Она только ресницами редкими кивнула. И завещала:
— Ты не серчай, сынок, надо было так. Проверить тебя. Напоследок. Всё ладно вышло. Любишь, значит, её…
— Не знаю, — вспомнилось мне вчерашнее.
— Мне врать нельзя.
— Люблю.
— А я и не спрашиваю. Говорю я. Вот и люби. И береги.
— Сколько смогу.
— Сможешь. Жить ты будешь долго. Сколько пожелаешь, столько и не умрёшь. И замухрышка твоя тоже. Если сама не расхочет. И всегда рядом будет. И с воином вашим вы ещё встретитесь. И горя выйдет много, и радости — всего поровну и всё пополам. А чтобы не пополам — это ты сам уж. А вот теперь прощай.
И провела мне костлявой рукой по глазам, точно в покойники определила.
Я попытался открыть глаза. Хотя бы из интереса. Интерес не проканал.
— А имя, — окликнул я, уже не зная, есть ли кому ответить. — Имя у тебя есть? Как тебя звали?
— Так Мария я.
Вот вам и мама.
— А Дед что же? Выходит, вы и вправду?…
— А вот это уж тебе и ни к чему, — оборвала она. — Упс!

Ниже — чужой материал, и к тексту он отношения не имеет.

PR #382, opened 2024-10-29
Add list_button_title field

HawkiesZA:
## Purpose
Currently we have to hardcode list titles in Journeys because CMS doesn't have a way to store them.

## Solution
This adds a new field to the model to support the list button title.

#### Checklist
- [x] Added to release notes


home/models.py
```diff
@@ -272,6 +272,11 @@ class WhatsappBlock(blocks.StructBlock):
         required=False,
         max_num=3,
     )
+    list_button_title = blocks.CharBlock(
```
jerith, line 275: To avoid confusion with buttons, which are different from lists, perhaps `list_title` would be a better name?

(If we decide to make this change, we should do the same in the import/export code, etc.)

home/tests/test_api.py
```diff
@@ -947,7 +951,9 @@ def test_list_items(self, uclient):
         """
         test that list items are present in the whatsapp message
         """
-        page = self.create_content_page(list_items=["list item 1", "list item 2"])
+        page = self.create_content_page(
+            list_button_title="List Button", list_items=["list item 1", "list item 2"]
+        )
```
jerith, line 956: Do we have a test for a list with no title?

HawkiesZA: Added one

home/models.py
HawkiesZA: Changed

jerith (approved):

И ничего не стало — ни её, ни меня.
Нет, — подумал я напоследок. — Упс — это уже моё!
Листья… Они засыпали нас целиком. Толстенным слоем. Но были живые — зелёные, мягкие и очень тёплые. Я махнул рукой, и они полетели. И глаза заслепило. И на нос мне села самая обыкновенная — во всяком случае, неприлично проворная муха. Я прицельно дунул, и она тоже улетела. Вокруг опять наступило лето.
Или оно не прекращалось?
Лёлька — не жаркая и не зябнущая — совсем как тогда, в первое наше утро — лежала у меня на плече, тихонько сопя. О том, что утро другое, напоминал лишь выцветший кусок чёлки. Да багровеющая болячка чуть ниже ключицы. Повязку мы, видимо, посеяли в болоте…
Оно всё-таки стряслось: я окончательно утратил чувство реальности. Мой разум перестал различать, где сон, а где явь. Приходят, уходят, умирает, оживает. Я заплутал в дебрях своего подсознания — вот он, оказывается, настоящий-то лес.
Да ну и что? Какая теперь разница?
Да хоть бы и сон! Да хоть бы и сон внутри сна! Пусть даже и тот, оборвись он вдруг, оборвётся в такой же, следующий!.. По крайней мере, вот мы, вместе. Лёлька дышит, сверху светит, в желудке сосёт. Значит, всё хорошо. А будет ещё лучше.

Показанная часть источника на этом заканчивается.